It is known that every unital separable C*-algebra is a quotient of the full group C*-algebra $C^*(F_I)$, where $F_I$ is the free group generated by some index set $I$.
Can we drop the separability assumption here?
Any references would be appreciated.
I think the idea in my comment works in detail as follows. Probably one can simplify the argument by applying the appropriate universal properties of the group $C^\ast$-algebra on the free group $F(U)$ on the unitaries $U$ of $A$, but I'm not very familiar with them, so here's a pedestrian's description:
By the Gelfand-Naimark theorem we can assume that $A$ is isometrically contained as a unital $C^\ast$-subalgebra of $B(H)$ for some Hilbert space $H$. The unitaries $U$ of $A$ act as unitaries on $H$, so we have a unitary representation of $U$ on $H$. This unitary representation extends to a *-representation of the complex group algebra $\mathbb{C}[U]$. Notice that the image of $\mathbb{C}[U]$ under this representation is contained in $A$. By the definition of the group $C^\ast$-algebra $C^\ast(U)$ this representation extends uniquely to a *-homomorphism $\rho \colon C^\ast(U) \to B(H)$.
I claim that $\rho$ is a homomorphism of $C^\ast(U)$ onto $A$. Since $\rho$ is continuous and $\rho(\mathbb{C}[U]) \subseteq A$ and $\mathbb C[U]$ is dense in $C^\ast(U)$, we have $\rho(C^\ast(U)) \subseteq A$. On the other hand, the elements of $U$ are unitary in $C^\ast(U)$, so they have norm one.
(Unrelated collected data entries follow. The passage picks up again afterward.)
PR #816, opened 2023-07-03
Fix pipeline job

amolenaar:
Due to an incomplete change, pipeline jobs cannot be created in the latest version of Collab manager.

This PR fixes the regression.


MoritzWeber0 (approved):
Thanks for the fast fix :)

PR #826, opened 2023-07-04
feat: Add caching for model monitoring

MoritzWeber0:
Loading the model monitoring overview takes a while due to many requests to the Gitlab API. This PR adds caching.

image


MoritzWeber0:
I noticed that the UX with caching is pretty bad either. 
Async calls might be the better solution: https://github.com/DSD-DBS/capella-collab-manager/pull/830

PR #313, opened 2024-04-25
convert ids to categorical

jmoralez:
Converts the ids to categoricals, extracts their codes and uses that to build the payloads to reduce their sizes. Once we get the response we restore the codes back to their original values.


AzulGarza (approved):
😎 lgtm

PR #314, opened 2024-04-25
feat: restrict input forecast

AzulGarza:
this pr restricts the input to the minimum amount of data required (if available) to speed up api calls using the `forecast` method without requesting prediction intervals, finetunning, or the usage of exogenous variables. 

a test ensuring accuracy and time was performed using the `action_files/models_performance` module. here are the results: 

image

this PR reduces the required `action_files/models_performance` time by 5 seconds while keeping the same accuracy. we expect this PR to accelerate requests, especially when dealing with very large time series.


nixtla/nixtla_client.py
```diff
@@ -559,17 +559,23 @@ def forecast(
...
-            and self.level is not None
-            and not add_history
-        )
+        restrict_input = self.finetune_steps == 0 and X_df is None and not add_history
         if restrict_input:
             # add sufficient info to compute
             # conformal interval
             main_logger.info("Restricting input...")
-            new_input_size = 3 * self.input_size + max(self.model_horizon, self.h)
+            if self.level is not None:
```
jmoralez, line 567:
```suggestion
            if self.level is None:
```

AzulGarza: thanks. this was intended to be `self.level is not None`. i've tried to explain the reason here: https://github.com/Nixtla/nixtla/blob/603c6669eec58194bbf005fefa0417ec72bfd891/nixtla/nixtla_client.py#L568-L574

basically, when a user passes a large amount of data and only requires prediction intervals (`self.level is not None`), we can set an upper limit on the data sent to the API to reduce the latency by reducing the conformal intervals calibration windows. if a user passes a large amount of data and also an exogenous variable or wants to fine-tune, we send the complete data, regardless of the value of `level`.

AzulGarza: it was an opinionated decision back then. but I've tried to maintain the behavior for the change to be backward compatible. we can, of course, change this and remove it.

jmoralez: I see. So the comment is what was wrong then https://github.com/Nixtla/nixtla/blob/1e0b0a8bf0d86939fb367ee8d88dc49f306f99a3/nixtla/nixtla_client.py#L560

So I should close #265, right?

AzulGarza: oh i see, that was the source of confusion, sorry about that xD fixed in https://github.com/Nixtla/nixtla/pull/314/commits/e1c278903f57494cd5056d2ae41ae591e9afa266

yes, i think we can close it.

jmoralez (approved):

PR #315, opened 2024-04-25
Update openapi json file

AzulGarza:
Created by Github action


AzulGarza:
@jmoralez , it worked!🥳 closing it since only different random values were included (in the future we would probably need to think about what to do when there are changes).

PR #318, opened 2024-04-26
store x_cols as a variable instead of attribute

jmoralez:
Since the x_cols are used only internally in the same method this changes them to be stored in a local variable instead of a class attribute. This helps prevent unwanted interactions when performing multithreading.


AzulGarza (approved):
lgtm :)

PR #321, opened 2024-04-29
Electricity demand use case

marcopeix:
Compared TimeGPT and N-HiTS for a problem of electricity demand forecasting using [this dataset ](https://zenodo.org/records/4659727) from the Monash Repository, based on [this tutorial](https://cienciadedatos.net/documentos/py29-forecasting-electricity-power-demand-python.html) from SkForecast.

TimeGPT is more accurate and faster than N-HiTS.

Include use case for intermittent demand. TimeGPT performs 14% better than the top statistical model for intermittent forecasting.


mergenthaler:
>Not sure how to handle the dataset, since I had to download it locally. Should I add it to the transfer-learning repo and use the GitHub raw link after?
Yes, please.

mergenthaler:
@marcopeix, is this ready to be reviewed by Azul and merged?

marcopeix:
@AzulGarza , ready for review! 😄

nbs/docs/5_use_cases/3_electricity_demand.ipynb
```diff
@@ -0,0 +1,934 @@
+{
```
AzulGarza, line 1: <pre class="ql-syntax" spellcheck="false">Line #3.    input_df = df.groupby('unique_id').apply(lambda group: group.iloc[-1104:-96]).reset_index(drop=True)   # 1008 = 21 days (1008 *0.5h * 1 day/24h)
</pre><p>to prevent hardcoding <code>roup.iloc[-1104:-96]</code>,you could use <code>input_df = df.drop(test_df.index).reset_index(drop=True)</code>   </p>
<br/>

 _Reply via <a href='https://app.reviewnb.com/Nixtla/nixtla/pull/321/discussion/'>ReviewNB</a>_ <div id='ReviewNBCommentContext-DoNotDelete' style='display:none' data-state='OPEN' data-cellIndex='17'/>

AzulGarza, line 1: <pre class="ql-syntax" spellcheck="false">Line #23.    df = read_tsf("data/australian_electricity_demand_dataset.tsf")
</pre><p>i think we need to change this dataframe to <code>df = read_tsf_from_url(url)</code>.also i think we can reuse <code>test_df</code> and <code>input_df</code> for both pipelines to prevent defining the same dataframes twice.     </p>
<br/>

 _Reply via <a href='https://app.reviewnb.com/Nixtla/nixtla/pull/321/discussion/'>ReviewNB</a>_ <div id='ReviewNBCommentContext-DoNotDelete' style='display:none' data-state='OPEN' data-cellIndex='28'/>

AzulGarza (changes requested):
thanks @marcopeix! i left a couple of comments :)

nbs/docs/5_use_cases/3_electricity_demand.ipynb
marcopeix: <p>I can't use the entire dataframe, because it is too large and it causes my kernel to crash locally. I need to select part of the data only. I'll reuse the same input and test dfs, but I'll have to slice.</p><p> </p>

marcopeix: <p>Agreed, will fix this!</p>

.github/workflows/ci.yaml
```diff
@@ -65,7 +65,7 @@ jobs:
     strategy:
       fail-fast: false
       matrix:
-        os: [ubuntu-latest, macos-latest, windows-latest]
+        os: [ubuntu-latest, macos-13, windows-latest]
```
AzulGarza, line 68: is there something in particular that breaks `macos-latest`? perhaps we can fix it in the notebooks, since the rest of the docu seems to work well with `macos-latest`.

AzulGarza (changes requested):
thanks @marcopeix! 

i left a qq. also, could you please update [mint.json](https://github.com/Nixtla/nixtla/blob/main/nbs/mint.json) including the new notebooks? 
thanks!

.github/workflows/ci.yaml
marcopeix: On local, everything works fine, but in the CI, I encountered this error: 

`RuntimeError: MPS backend out of memory (MPS allocated: 0 bytes, other allocations: 0 bytes, max allowed: 7.93 GB). Tried to allocate 480.00 KB on private pool. Use PYTORCH_MPS_HIGH_WATERMARK_RATIO=0.0 to disable upper limit for memory allocations (may cause system failure).`

I reduced the batch size and val_batch_size, but that didn't fix the CI. José suggested I change it to `macos-latest`.

AzulGarza (approved):

PR #323, opened 2024-04-30
[DOCS] New structure

elephaint:
- New structure for TimeGPT documentation


mergenthaler:
@AzulGarza, this is ready for review.

mergenthaler:
Quick question @elephaint (and @AzulGarza ). From what I understand, the order of the documents in the sidebar from readme.com is given by the [slug](https://docs.readme.com/main/reference/updatedoc) flag passed in the [create readme script](https://github.com/Nixtla/nixtla/blob/23861e3a2de19d53d4135e71a7f92d4cee0bb9e5/action_files/readme_com/create_readme_docs.sh#L15).  Right now the order is given by increasing the `counter`. 
My two questions:
Does this mean that we have to make sure the files are ordered correctly in the folders? 
Is this file iteration logic ok or should we explore something different?

mergenthaler:
Makes sense @elephaint. Let's see what @AzulGarza thinks. But if she agrees, I'm ok with merging this PR and creating a new one that deals specifically with ordering nbs inside the subfolders. I think ultimately, being able to define the order makes a lot of sense.

AzulGarza:
thanks @elephaint @mergenthaler! 

> Also, I noticed that in the rendered readme often blank lines in the notebooks are ignored, as well as some bullet lists. So there is still a lot of reformatting to do (but that can be done separately from having the structure in place already).

i agree, i think we should also fix some rendering issues with the images. eg hierarchical:

image

 i'm merging this pr to have the new structure in main and iterating on that.

AzulGarza (approved):

PR #324, opened 2024-04-30
[FIX] Doc fixes

elephaint:
- Render images properly everywhere (checked for readme.com)
- Correct Readme.com order and structure of docs
- Correct line spacing

Please see https://dash.readme.com/project/timegpt/v0.0.2 for examples of how the docs will look like on readme.com.

Open issues / questions @mergenthaler @AzulGarza:
- New image rendering in mintlify not checked yet, as I can't get it to render locally.
- Readme.com still has 'flat' sidebar structure - I can create the nested layout alike Mintlify too, wdyt? (is another bit fiddling with creating section notebooks for all these sections)


mergenthaler:
Thanks @elephaint. I think we should def. create the nested layout. But we can do this in another PR.
If @AzulGarza agrees we should merge this.

AzulGarza (approved):
thanks @elephaint, lgtm :)

PR #330, opened 2024-05-02
Updates to introduction and quickstart

tracykteal:
* Moved content from the Introduction section of Getting Started over to the Welcome/Introduction page
* Created Steps in the QuickStart 
* Added creating the API key and installing nixtla as the first two steps, so people can walk through that if they haven't done that already

See what you think about the Steps idea.


elephaint:
Changes are included in #329

PR #331, opened 2024-05-03
fix: remove prefixes from paths in mint.json

rpmccarter:
Several fielpaths must have changed, and their corresponding nav entries did not. We still need to fix syntax errors on a few pages and add some new files to the nav, but this should fix the majority of pages

### DIFF
--- a/mint.json
+++ b/mint.json
@@ -27,9 +27,10 @@
     {
       "group": "Getting Started",
       "pages": [
-        "docs/1_getting_started/2_quickstart.html",
-        "docs/1_getting_started/3_setting_up_your_api_key.html",
-        "docs/1_getting_started/7_faqs.html"      
+        "docs/1_getting_started/introduction.html",
+        "docs/1_getting_started/quickstart.html",
+        "docs/1_getting_started/setting_up_your_api_key.html",
+        "docs/1_getting_started/faqs.html"      
       ]
     },
     {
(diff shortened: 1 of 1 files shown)


elephaint:
@rpmccarter Thanks - I think this is due to an earlier merge conflict that did not surface. Agree that the fix should work, let me check whether if we merge our latest changes (which include a set of other changes too) this will be fixed automatically too.

jmoralez:
Also this PR should target [this file](https://github.com/Nixtla/nixtla/blob/main/nbs/mint.json) in the main branch.

elephaint:
I think if we merge #329 this will also be fixed

elephaint:
> Several fielpaths must have changed, and their corresponding nav entries did not. We still need to fix syntax errors on a few pages and add some new files to the nav, but this should fix the majority of pages

Out of interest, why are prefixes removed from filenames by Mintlify? Is that defined somewhere? Because it feels quite weird....

elephaint:
@rpmccarter We implemented these changes but it still doesn't render. Can you look at the [logs of build_docs](https://github.com/Nixtla/nixtla/actions/runs/8944367130/job/24571136068) and see what goes wrong? There is no error there, so I'd assume the files are built properly.

mergenthaler:
@elephaint, is this already fixed? If yes, please feel free to close this PR.

elephaint:
Yes, this has been fixed already.

PR #334, opened 2024-05-03
[FIX] Doc fixes

elephaint:
- Fix some image tags, causing many docs not to render on Mintlify
- Fix FAQ for Mintlify
- Fix a few Colab badges
- Remove index from Mintlify for consistency with Readme.com
- Fix some links
- Remove `pip install` as codepart and include it as call-out block in some notebooks
- Auto hide capabilities placeholder notebook


action_files/readme_com/modify_markdown.py
```diff
@@ -65,13 +65,19 @@ def modify_markdown(
     except:
         pass
 
+    # Hide the unnecessary capabilities notebook for readme.com
```
AzulGarza, line 68: nice

AzulGarza (approved):
i had doubts about removing `nbs/index.ipynb`, but we are modifying the readme by hand. so we can remove It.

PR #366, opened 2024-05-16
[Hotfix] Supported DataFrames

MMenchero:
## Description 

This fixes a minor error regarding supported DataFrames in TimeGPT. The original version said that "Currently, TimeGPT only supports pandas DataFrames...". However, when using a distributed framework, TimeGPT also accepts Spark, Dask and Ray DataFrames. 

Changes done in this PR aim to make this clear.


MMenchero:
Made this changes based on your comment @mergenthaler.

PR #307, opened 2024-09-02
Fix repo metadata

flying-sheep:
It’s used here: https://github.com/pydata/pydata-sphinx-theme/blob/15494ecd48147e03d57fd462c1eaf8fb5aeb67d2/src/pydata_sphinx_theme/edit_this_page.py#L51-L55

Alternatively, we could define `__repo_url` for a more DRY cookiecutter (double underscore means that the user doesn’t get asked, but {{substitution}} still happens)


Zethson (approved):
Thank you for fixing this. I'm fine with this. Verbose but explicit.

PR #308, opened 2024-09-02
Hatch envs

flying-sheep:
TODO:

- [ ] Maybe mention `hatch env remove` or `hatch env prune`?

### [Rendered docs](https://cookiecutter-scverse-instance--145.org.readthedocs.build/en/145/contributing.html)

### DIFF
--- a/{{cookiecutter.project_name}}/pyproject.toml
+++ b/{{cookiecutter.project_name}}/pyproject.toml
@@ -60,6 +60,18 @@ packages = [ "src/{{ cookiecutter.package_name }}" ]
 
 {% endif -%}
 
+[tool.hatch.envs.default]
+installer = "uv"
+features = [ "dev" ]
+
+[tool.hatch.envs.docs]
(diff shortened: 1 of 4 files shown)


{{cookiecutter.project_name}}/pyproject.toml
```diff
@@ -60,6 +61,19 @@ packages = [ "src/{{ cookiecutter.package_name }}" ]
 
 {% endif -%}
 
+[tool.hatch.envs.default]
+installer = "uv"
```
Zethson, line 65: Naive question: What happens if `uv` is not available?

Zethson (approved):

{{cookiecutter.project_name}}/pyproject.toml
flying-sheep: [Mu](https://csarven.ca/mu), Hatch comes with an internal version of uv, so it’s always available.

PR #311, opened 2024-09-05
Update post-gen output for hatch

flying-sheep:


hooks/post_gen_project.py
```diff
@@ -42,11 +42,13 @@
 ┃                         \x1b[1mInstall the package\x1b[0m                          ┃
```
flying-sheep, line 42: hm, maybe this title is no longer correct.

PR #312, opened 2024-09-05
Add VS Code integration

flying-sheep:
This makes it easier to teach this as everything is already set up when people use VS Code. Maybe the variable should be a multiple choice for “none”, “vs code”, “all”, with the ability to extend support for PyCharm and so on?


{{cookiecutter.project_name}}/.gitignore
```diff
@@ -3,6 +3,13 @@
 *~
 buck-out/
 
+{% if not cookiecutter.ide_integration -%}
```
Zethson, line 6: Out of convenience, I would just always add these to the `.gitignore`. Even if the person setting up the project might not be using them, other contributors will.

{{cookiecutter.project_name}}/.gitignore
```diff
@@ -3,6 +3,13 @@
...
+# IDEs
+/.idea/
```
Zethson, line 8: This is a very technical detail that is not important but there are a few files in the `.idea` folder that Jetbrains thinks are fine to commit. But let's ignore this.

{{cookiecutter.project_name}}/.gitignore
Zethson: Oh wait I think I got the logic the wrong way around. Now we're keeping them, right?

Zethson (approved):

{{cookiecutter.project_name}}/.gitignore
flying-sheep: I always commit them actually.

{{cookiecutter.project_name}}/.gitignore
flying-sheep: yeah, that’s what I mean with

> Maybe the variable should be a multiple choice for “none”, “vs code”, “all”, with the ability to extend support for PyCharm and so on?

PR #328, opened 2024-10-21
fix hatch snippets for docs build in contributing.md

eroell:
I think that was even found by @jan-engelmann :D


jan-engelmann:
thanks @eroell 

I think the docs would greatly benefit of a little introduction section on hatch and what needs to be done such that hatch python and not conda is used. I know that this is hatch and not cookiecutter specific but I think it would help adoption.

eroell:
agree with Jan. for me (hatch noob) the motivation and an end-to-end setup are not there clear enough either

flying-sheep (approved):

flying-sheep:
Could you please open an issue for that? This PR just fixes some typos and is therefore not an ideal place to discuss bigger changes!

PR #356, opened 2025-03-05
fix test workflow badge link

le-ander:
The current link of the test badge leads to a "workflow not found" page. This is because of a mismatch in the extension (`.yml` instead of `.yaml`)


le-ander:
Also mambaforge seems to be deprecated according to: https://github.com/conda-forge/miniforge
Replaced the pointer to mambaforge with miniforge.

Personally, I'm not a big fan of using conda and would prefer if a more vanilla non-conda way was recommended here.

Issue #54, opened 2022-05-10
Better doc strings


ivirshup:
We should be demonstrating more features in the docs.

In particular, I think we should be demonstrating what a fully featured docstring looks like. This means adding type hints, parameter docs, and ideally examples.

PR #365, opened 2025-03-18
Add more elaborate example

Zethson:
Fixes https://github.com/scverse/cookiecutter-scverse/issues/54

Adds a more elaborate example to the preprocessing code that highlights typehints, examples, keyword only arguments, and more.

We could add an even crazier example that doesn't use Any, improves the handling if missing MuData and SpatialData installations, ... but I think then we overwhelm people. I am hoping to hit the right sweet spot.

### DIFF
--- a/{{cookiecutter.project_name}}/src/{{cookiecutter.package_name}}/pp/basic.py
+++ b/{{cookiecutter.project_name}}/src/{{cookiecutter.package_name}}/pp/basic.py
@@ -64,7 +64,7 @@ def elaborate_example(
     >>> elaborate_example(
     ...     [adata, mudata, spatial_data],
     ...     lambda vals: f"Statistics: mean={vals.mean():.2f}, max={vals.max():.2f}",
-    ...     {"var_key": "CD45", "modality": "rna", "min_value": 0.1}
+    ...     {"var_key": "CD45", "modality": "rna", "min_value": 0.1},
     ... )
     ['Statistics: mean=1.24, max=8.75', 'Statistics: mean=0.86, max=5.42']
     """
--- a/{{cookiecutter.project_name}}/src/{{cookiecutter.package_name}}/pp/basic.py
+++ b/{{cookiecutter.project_name}}/src/{{cookiecutter.package_name}}/pp/basic.py
@@ -25,6 +25,7 @@ def basic_preproc(adata: AnnData) -> int:
     print("Implement a preprocessing function here.")
     return 0
 
+
 def elaborate_example(
     items: Iterable[ScverseDataStructures],
     transform: Callable[[Any], str],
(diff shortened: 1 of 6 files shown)


{{cookiecutter.project_name}}/src/{{cookiecutter.package_name}}/pp/basic.py
```diff
@@ -15,3 +24,68 @@ def basic_preproc(adata: AnnData) -> int:
     """
     print("Implement a preprocessing function here.")
     return 0
+
+
+def elaborate_example(
+    items: Iterable[ScverseDataStructures],
+    transform: Callable[[Any], str],
+    /,  # indicates the end of positional only arguments
```
grst, line 32: There are very few cases where positional-only arguments make sense. Not sure I'd show this here. 
```suggestion

```

{{cookiecutter.project_name}}/src/{{cookiecutter.package_name}}/pp/basic.py
```diff
@@ -1,5 +1,14 @@
+from collections.abc import Callable, Iterable
+from typing import Any, TypeVar
+
+import numpy as np
 from anndata import AnnData
 
+MuData = TypeVar("MuData")
```
grst, line 7: Why is TypeVar required here? Can't you use MuData/AnnData directly? 

or

```
if TYPE_CHECKING:
   from mudata import MuData
   from spatialdata import SpatialData
```

if you are worried about additional imports?

{{cookiecutter.project_name}}/src/{{cookiecutter.package_name}}/pp/basic.py
```diff
@@ -15,3 +24,68 @@ def basic_preproc(adata: AnnData) -> int:
...
+def elaborate_example(
+    items: Iterable[ScverseDataStructures],
+    transform: Callable[[Any], str],
+    /,  # indicates the end of positional only arguments
+    *,  # functions after the asterix are key word only arguments
+    layer_key: str | None = None,
+    mudata_mod: str | None = "rna",  # Only specify defaults in the signature, not the docstring!
+    sdata_table_key: str | None = "table1",
+    max_items: int = 100,
+) -> list[Any]:
```
grst, line 38: given the type of `transform` this would return a list of `str` wouldn't it?

grst (commented):
I like it, added some comments

{{cookiecutter.project_name}}/src/{{cookiecutter.package_name}}/pp/basic.py
Zethson: Ah right, I had it earlier and then forgot that I had specified the transform type more narrowly. Thanks

{{cookiecutter.project_name}}/src/{{cookiecutter.package_name}}/pp/basic.py
Zethson: Unless I'm stupid, we'd then also require some patching for sphinx (mock imports or nitpick ignores etc). I'd like to avoid that for MuData and SpatialData because people might not notice that we did so. I think it's easier if we keep it as I had it.

grst: ok, fair enough

grst (approved):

Since $\rho$ is linear and norm-decreasing, the image of the unit ball of $C^\ast(U)$ contains the convex hull of the unitaries of $A$. But this convex hull is dense in the unit ball of $A$ by the Russo-Dye-Gardner theorem and by the open mapping theorem it follows that $\rho$ is onto $A$, as claimed.
Next, recall that the group $C^\ast$-algebra is functorial with respect to quotient homomorphisms, and $U$ is a quotient of the free group $F(U)$ generated by the set underlying $U$, so we have a surjective *-homomorphism $C^\ast(F(U)) \to C^\ast(U)$ and composing this surjection with $\rho$ we get the desired surjection $C^\ast(F(U)) \to A$ from the group $C^\ast$-algebra of some free group.
If $A$ is separable, it suffices to take a countable dense subset of the unitaries on $A$, and the above argument shows that every separable $C^\ast$-algebra is a quotient of $C^\ast(F_\infty)$ where $F_\infty$ is the free group on countably many generators, so we see that $C^\ast(F_\infty)$ is universal for separable $C^\ast$-algebras in the same sense that $\ell_1$ is universal for separable Banach spaces.